** Task prompt **
Look through the data and write out every line with the word "Components" in it.
*** Materials provided ***
Issue #1696, opened 2019-12-18
Focus loop on Rich Text


pinarol:
**Describe the bug**
I am using the html snippet here:

```
<!-- wp:group -->
<div class="wp-block-group"><div class="wp-block-group__inner-container"><!-- wp:button -->
<div class="wp-block-button"><a class="wp-block-button__link">Button</a></div>
<!-- /wp:button -->

<!-- wp:image {"id":984,"sizeSlug":"large"} -->
<figure class="wp-block-image size-large"><img src="https://pinarspremiumtestsite123443.files.wordpress.com/2019/12/img_0111.jpg?w=1024" alt="" class="wp-image-984"/></figure>
<!-- /wp:image -->

<!-- wp:paragraph -->
<p>Faded from</p>
<!-- /wp:paragraph -->

<!-- wp:group -->
<div class="wp-block-group"><div class="wp-block-group__inner-container"></div></div>
<!-- /wp:group -->

<!-- wp:group -->
<div class="wp-block-group"><div class="wp-block-group__inner-container"><!-- wp:button -->
<div class="wp-block-button"><a class="wp-block-button__link">Button 2</a></div>
<!-- /wp:button --></div></div>
<!-- /wp:group --></div></div>
<!-- /wp:group -->

<!-- wp:media-text {"mediaId":990,"mediaType":"image"} -->
<div class="wp-block-media-text is-stacked-on-mobile"><figure class="wp-block-media-text__media"><img src="https://pinarspremiumtestsite123443.files.wordpress.com/2019/12/img_0111-1.jpg" alt="" class="wp-image-990"/></figure><div class="wp-block-media-text__content"><!-- wp:paragraph -->
<p></p>
<!-- /wp:paragraph --></div></div>
<!-- /wp:media-text -->

<!-- wp:group -->
<div class="wp-block-group"><div class="wp-block-group__inner-container"></div></div>
<!-- /wp:group -->

<!-- wp:video -->
<figure class="wp-block-video"></figure>
<!-- /wp:video -->

<!-- wp:image {"id":987,"sizeSlug":"large"} -->
<figure class="wp-block-image size-large"><img src="https://pinarspremiumtestsite123443.files.wordpress.com/2019/12/img_0005-1-1.jpg?w=1024" alt="" class="wp-image-987"/></figure>
<!-- /wp:image -->

```
--->>> Make sure autocorrect is on

Select one of the sub-blocks of Group block
Add an image block in it, add some image
[...]

PR #1698, opened 2019-12-19
Fix focus loop when autocompleting text on iOS

koke:
See https://github.com/WordPress/gutenberg/pull/19234
Fixes #1696 

PR submission checklist:

- [x] I have considered adding unit tests where possible.
- [x] I have considered if this change warrants user-facing release notes and have added them to `RELEASE-NOTES.txt` if necessary.

PR #1702, opened 2019-12-19
[FIX] Rich Text loop when autocompleting text on iOS

dratwas:
Fixes #
Gutenberg PR: https://github.com/WordPress/gutenberg/pull/19240
Fixes: https://github.com/wordpress-mobile/gutenberg-mobile/issues/1696

In this PR I created a local variable for focus state instead of using `TextInputState`, thanks to that we do not call `focus()` in `onFocus` which was a bit weird. I also pass the latest native value to `onBlur` event to update JS value if that is not correct.

PR submission checklist:

### DIFF
--- a/react-native-aztec/src/AztecView.js
+++ b/react-native-aztec/src/AztecView.js
@@ -1,6 +1,7 @@
 import PropTypes from 'prop-types';
 import React from 'react';
 import ReactNative, {requireNativeComponent, TextViewPropTypes, UIManager, ColorPropType, TouchableWithoutFeedback, Platform} from 'react-native';
+import TextInputState from 'react-native/lib/TextInputState';
 
 const AztecManager = UIManager.getViewManagerConfig('RCTAztecView');
 
@@ -34,6 +35,14 @@ class AztecView extends React.Component {
     ...TextViewPropTypes, // include the default view properties
   }
 
+  componentDidMount() {
+    TextInputState.registerInput(ReactNative.findNodeHandle(this))
+  }
+
+  componentWillUnmount() {
+    TextInputState.unregisterInput(ReactNative.findNodeHandle(this))
+  }
+
   dispatch(command, params) {
     params = params || [];
     UIManager.dispatchViewManagerCommand(
@@ -57,6 +66,10 @@ class AztecView extends React.Component {
   }
 
   _onEnter = (event) => {
+    if (!this.isFocused()) {	
+      return;	
+    }
+
     if (!this.props.onEnter) {
       return;
     }
@@ -87,18 +100,16 @@ class AztecView extends React.Component {
   }
 
   _onFocus = (event) => {
-    this.focused = true;
     const { onFocus } = this.props;
-
     if (onFocus) {
       onFocus(event);
     }
   }
   
   _onBlur = (event) => {
-    this.focused = false;
     this.selectionEndCaretY = null;
     const { onBlur } = this.props;
+    TextInputState.blurTextInput(ReactNative.findNodeHandle(this));
 
     if (onBlur) {
       onBlur(event);
@@ -106,13 +117,13 @@ class AztecView extends React.Component {
   }
 
   _onSelectionChange = (event) => {
-    if (this.focused && this.props.onSelectionChange) {
+    if (this.props.onSelectionChange) {
       const { selectionStart, selectionEnd, text } = event.nativeEvent;
       const { onSelectionChange } = this.props;
       onSelectionChange( selectionStart, selectionEnd, text, event );
     }
 
-    if (this.focused && this.props.onCaretVerticalPositionChange && 
+    if (this.props.onCaretVerticalPositionChange && 
       this.selectionEndCaretY != event.nativeEvent.selectionEndCaretY) {
         const caretY = event.nativeEvent.selectionEndCaretY;
         this.props.onCaretVerticalPositionChange( event.target, caretY, this.selectionEndCaretY );
@@ -121,31 +132,23 @@ class AztecView extends React.Component {
   }
 
   blur = () => {
-    if (this.focused) {
-      if (Platform.OS === "ios") {
-        UIManager.blur(ReactNative.findNodeHandle(this))
-      } else {
-        this.dispatch(UIManager.getViewManagerConfig('AndroidTextInput').Commands.blurTextInput)
-      }
-    }
-    this.focused = false;
+    TextInputState.blurTextInput(ReactNative.findNodeHandle(this));
   }
 
   focus = () => {
-    if (!this.focused) {
-      if (Platform.OS === "ios") {
-        UIManager.focus(ReactNative.findNodeHandle(this))
-      } else {
-        this.dispatch(UIManager.getViewManagerConfig('AndroidTextInput').Commands.focusTextInput)
-      }
-    }
-    this.focused = true;
+    TextInputState.focusTextInput(ReactNative.findNodeHandle(this));
   }
 
-  isFocused = () => this.focused
+  isFocused = () => {
+    const focusedField = TextInputState.currentlyFocusedField();	
+    return focusedField && ( focusedField === ReactNative.findNodeHandle(this) );
+  }
 
   _onPress = (event) => {
-		this._onFocus(event); // Check if there are listeners set on the focus event
+    if( !this.isFocused() ) {
+      this.focus();
+      this._onFocus(event); // Check if there are listeners set on the focus event
+    }
   }
 
   _onAztecFocus = (event) => {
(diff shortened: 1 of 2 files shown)


mchowning:
Do we have two PRs fixing the same issue? cc: @koke 

https://github.com/wordpress-mobile/gutenberg-mobile/pull/1698

pinarol:
Yes we do @mchowning , we are trying both approaches :)

react-native-aztec/src/AztecView.js
```diff
@@ -91,59 +87,65 @@ class AztecView extends React.Component {
...
+      } else {
+        this.dispatch(UIManager.getViewManagerConfig('AndroidTextInput').Commands.blurTextInput)
+      }
+    }
+    this.focused = false;
   }
 
   focus = () => {
-    TextInputState.focusTextInput(ReactNative.findNodeHandle(this));
+    if (!this.focused) {
```
pinarol: Could you help me understand why we need to change here? how this is giving a different result than the check TextInputState uses? 

```
function focusTextInput(textFieldID: ?number) {
  if (currentlyFocusedID !== textFieldID && textFieldID !== null) {
  ...//focus
  }
}
```

react-native-aztec/src/AztecView.js
```diff
@@ -91,59 +87,65 @@ class AztecView extends React.Component {
...
+      onBlur(event);
     }
-
-    const { onBlur } = this.props;
-    onBlur(event);
   }
 
   _onSelectionChange = (event) => {
-    if ( this.props.onSelectionChange ) {
+    if (this.focused && this.props.onSelectionChange) {
```
pinarol: Aren't we able to do the same thing with the old function?

isFocused = () => {		 
     const focusedField = TextInputState.currentlyFocusedField();		
     return focusedField && ( focusedField === ReactNative.findNodeHandle(this) );		
   }

react-native-aztec/src/AztecView.js
```diff
@@ -91,59 +87,65 @@ class AztecView extends React.Component {
...
 
-  isFocused = () => {
-    const focusedField = TextInputState.currentlyFocusedField();
-    return focusedField && ( focusedField === ReactNative.findNodeHandle(this) );
-  }
+  isFocused = () => this.focused
 
   _onPress = (event) => {
-	if ( ! this.isFocused() ) {
-		this.focus(event); // Call to move the focus in RN way (TextInputState)
```
pinarol: I am a bit afraid of removing this code since it is [really old](https://github.com/wordpress-mobile/react-native-aztec/pull/92). I haven't had the chance to test this with Android yet but this seems like a fix for a possible keyboard dismissing issue on Android.

pinarol:
I realized that this PR is breaking auto-scroll on iOS, because keyboard-aware-scroll-view trusts TextInputState to find out the currently focused TextInput and then it adjusts the scroll position accordingly. 

This is PR is making the global TextInputState not trustable anymore so it can have lots of other side effects as well. 

So how about we just add onBlur fix onto @koke’s [PR](https://github.com/WordPress/gutenberg/pull/19234)?

dratwas:
Yeah, right we need the `TextInputState`. However, I still think we should change the way we use it.

The paint point is that there is no method `setCurrentlyFocusedID` and we need to call `TextInputState.focusTextInput` in `_onPress` instead.
https://github.com/wordpress-mobile/gutenberg-mobile/blob/develop/react-native-aztec/src/AztecView.js#L144
The `TextInputState.focusTextInput`  sets `currentlyFocusedID` for us but also calls `UIManager.focus` which tries to focus our input.
https://github.com/facebook/react-native/blob/master/Libraries/Components/TextInput/TextInputState.js#L52
We do the same for `_onBlur`. We call `TextInputState.blurTextInput` which clears the `currentlyFocusedID` but also tries to blur the input.
https://github.com/facebook/react-native/blob/master/Libraries/Components/TextInput/TextInputState.js#L73

My point is I think there is no reason to call `focus` in `_onFocus` callback and `blur` in `_onBlur` callback. We should only set the correct ID since we already know that the input is focused/blurred.

Let's imagine this kind of scenario:
- Focus input and write something as we did with autocorrection (with different length)
- Click on "Move up" button - `blur()` is called
- `onSelectionChange()` is called because suggestion has a different length than original text - `focus()` is called
- `_onBlur()` is called - remember that in the meantime the `focus()` was called and input is focused and in the current implementation we call `blur()` in `_onBlur()`
- `_onFocus()` is called - like above - the `blur()` was called in `_onBlur()` so input is blurred and we call `focus()` in `_onFocus()`
- _onBlur() is called - input is focused - we call one more time `blur()`
-`_onFocus()` is called - input is blurred - we call `focus()`

And the loop starts. It's because we call `blur()` in` _onBlur()` and `focus()` in `onFocus()`  instead of setting the correct `currentlyFocusedID` w/o focusing/bluring in `TextInputState`.


I added this function to `TextInputState` and used it just to check if it will fix these issues and seems like yes.
```
function setCurrentlyFocusedFieldID(textFieldID: number) {
  if (textFieldID != currentlyFocusedID) {
    currentlyFocusedID = textFieldID;
  }
}
```

Good news is that there are actually functions `blurField` and `focusField` on the `master` branch of `react-native` and they do what we need :slightly_smiling_face: https://github.com/facebook/react-native/blob/master/Libraries/Components/TextInput/TextInputState.js#L31-L41

koke:
Those new methods in react-native are nice and will likely make this more robust, but I think that today's problem lies in here:

> `onSelectionChange()` is called because suggestion has a different length than original text - `focus()` is called

A change on selection shouldn't trigger a change in focus. This kind of makes sense on the web since selection is global across the whole document, but on native, selection is specific to each view, so that's making things confusing:

- The selection changes in the text view because of the autocorrection
- `onSelectionChange()` is called on `RichText` because the selection has changed
- Normally, `RichText` would propagate that to the store with `this.props.onSelectionChange`, which is the other kind of selection global to the document. The store then sees the new selection and understands that the selection is back on the text view, which ends up in it requesting focus again.

We still want to receive the first `onSelectionChange()` to keep the internal state of `RichText` updated, but we don't want to update the global selection if that's not the currently selected view.

react-native-aztec/src/AztecView.js
dratwas: I already reverted those changes

dratwas:
Make sense. I reverted those changes related to the `TextInputState` and added `registerInput` and `unregisterInput`. I also cherry-picked @koke's changes in `gutenberg` PR https://github.com/WordPress/gutenberg/pull/19240

react-native-aztec/src/AztecView.js
```diff
@@ -34,6 +34,14 @@ class AztecView extends React.Component {
     ...TextViewPropTypes, // include the default view properties
   }
 
+  componentDidMount() {
+    TextInputState.registerInput(ReactNative.findNodeHandle(this))
```
pinarol: Could you explain a bit how this registerInput/unregisterInput works and how do they contribute to the solution?

dratwas: TBH I don't think that they are needed in that solution but I added it because I realized that we don't to that at this moment. They add or remove `fieldID` to/from `Set` of inputs in `TextInputState` 
https://github.com/facebook/react-native/blob/master/Libraries/Components/TextInput/TextInputState.js#L85-L95

W/o this the `false` will be returned when `isTextInput` is called.
https://github.com/facebook/react-native/blob/master/Libraries/Components/TextInput/TextInputState.js#L93-L95

pinarol:
the new solution looks a lot better but I come across with keyboard close button issue. It is not working in certain scenarios:

- create a new post
- write something
- tap keyboard close button

keyboard-close3

- open a post with media text
- type something on text area
- delete the text 
- tap delete button once again so the paragraph block is also deleted
- focus on text area again
- tap keyboard close button

keyboard-close

pinarol:
But the issues related to focus loop on auto correct is fixed.

I tested both cases:

text from autocorrection has the same length as written text:

- type something that auto-correct wants to correct
- make sure suggested text has **same** length
- tap move down
- see that auto-correct made the change
- switch to html mode
- verify text is matching ✅ 

text from autocorrection has a different length as written text

- type something that auto-correct wants to correct
- make sure suggested text has **different** length
- tap the image
- see that auto-correct made the change
- verify there's no focus loop ✅

react-native-aztec/src/AztecView.js
pinarol: This sounds really nice but I am a bit afraid about consequences. We don't know who is calling `isTextInput` and what could be done differently if it turns true this time. So I'd avoid adding it unless we have enough context. I am just trying to be extra cautious since this has been a pretty fragile component so far.

dratwas: Ok, I understand your worries so I will remove it then :)

pinarol:
The issue about keyboard close button is fixed! 🎉

Issue #1705, opened 2019-12-20
[Android] Crash when the video library picks up newer RN version


hypest:
**Describe the bug**
Demo app crashes on Android dues to the `react-native-video` lib picking up a newer-than-supported version of react-native from our maven mirror.

Stacktrace:

```
2019-12-20 14:16:41.637 23174-23174/com.gutenberg E/AndroidRuntime: FATAL EXCEPTION: main
    Process: com.gutenberg, PID: 23174
    java.lang.NoSuchMethodError: No interface method pushMap(Lcom/facebook/react/bridge/ReadableMap;)V in class Lcom/facebook/react/bridge/WritableArray; or its super classes (declaration of 'com.facebook.react.bridge.WritableArray' appears in /data/app/com.gutenberg-OJuYadh646qOe814qf9Ing==/base.apk!classes34.dex)
        at com.brentvatne.exoplayer.ReactExoplayerView.getAudioTrackInfo(ReactExoplayerView.java:657)
        at com.brentvatne.exoplayer.ReactExoplayerView.videoLoaded(ReactExoplayerView.java:634)
        at com.brentvatne.exoplayer.ReactExoplayerView.onPlayerStateChanged(ReactExoplayerView.java:602)
        at com.google.android.exoplayer2.ExoPlayerImpl$PlaybackInfoUpdate.notifyListeners(ExoPlayerImpl.java:803)
        at com.google.android.exoplayer2.ExoPlayerImpl.updatePlaybackInfo(ExoPlayerImpl.java:717)
        at com.google.android.exoplayer2.ExoPlayerImpl.handlePlaybackInfo(ExoPlayerImpl.java:648)
        at com.google.android.exoplayer2.ExoPlayerImpl.handleEvent(ExoPlayerImpl.java:593)
        at com.google.android.exoplayer2.ExoPlayerImpl$1.handleMessage(ExoPlayerImpl.java:125)
        at android.os.Handler.dispatchMessage(Handler.java:106)
        at android.os.Looper.loop(Looper.java:193)
        at android.app.ActivityThread.main(ActivityThread.java:6718)
        at java.lang.reflect.Method.invoke(Native Method)
        at com.android.internal.os.RuntimeInit$MethodAndArgsCaller.run(RuntimeInit.java:493)
        at com.android.internal.os.ZygoteInit.main(ZygoteInit.java:858)
```

PR #1706, opened 2019-12-20
Libs forks need to use node_modules when building locally

### LINKED ISSUE #1703: RNSVGPath Crash on Start of Example App
**Describe the bug**
Red banner on startup in the example app on Android. 

**To Reproduce**
1. Start the example gutenberg-mobile Example App. 
2. Notice the red banner mentioning RNSCGPath, seen in the screenshot below.

**Screenshots**
image

**Additional context**
This error was showing up on branches/commits that were previously working, and is likely related to a change in the build environment/workflow. This error is showing on Android only.

hypest:
Fixes #1703, #1705 

On Android, some of the npm libraries we're forking are using the Maven mirror of React Native both when building them as standalone libs (on JitPack) and when built locally as normal npm deps. That wouldn't be a problem per se but, the RN version referenced in the local builds is the "latest' ([see this for example](https://github.com/wordpress-mobile/react-native-svg/blob/f155fbdd309f5e28bdbb326b819c5bf5af6f4cc9/android/build.gradle#L49)) so, when a newer version becomes available in the maven mirror it gets picked up.

We recently made available in the maven mirror some RN versions that are unfortunately incompatible with the versions expected by the forks, leading to crashes.

The versions used in local builds need to come from the local node_modules folder, and this PR brings in updates to the forks to do just that.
*** End of Materials provided ***
** Written solution **
https://github.com/facebook/react-native/blob/master/Libraries/Components/TextInput/TextInputState.js#L52
https://github.com/facebook/react-native/blob/master/Libraries/Components/TextInput/TextInputState.js#L73
Good news is that there are actually functions `blurField` and `focusField` on the `master` branch of `react-native` and they do what we need :slightly_smiling_face: https://github.com/facebook/react-native/blob/master/Libraries/Components/TextInput/TextInputState.js#L31-L41
https://github.com/facebook/react-native/blob/master/Libraries/Components/TextInput/TextInputState.js#L85-L95
https://github.com/facebook/react-native/blob/master/Libraries/Components/TextInput/TextInputState.js#L93-L95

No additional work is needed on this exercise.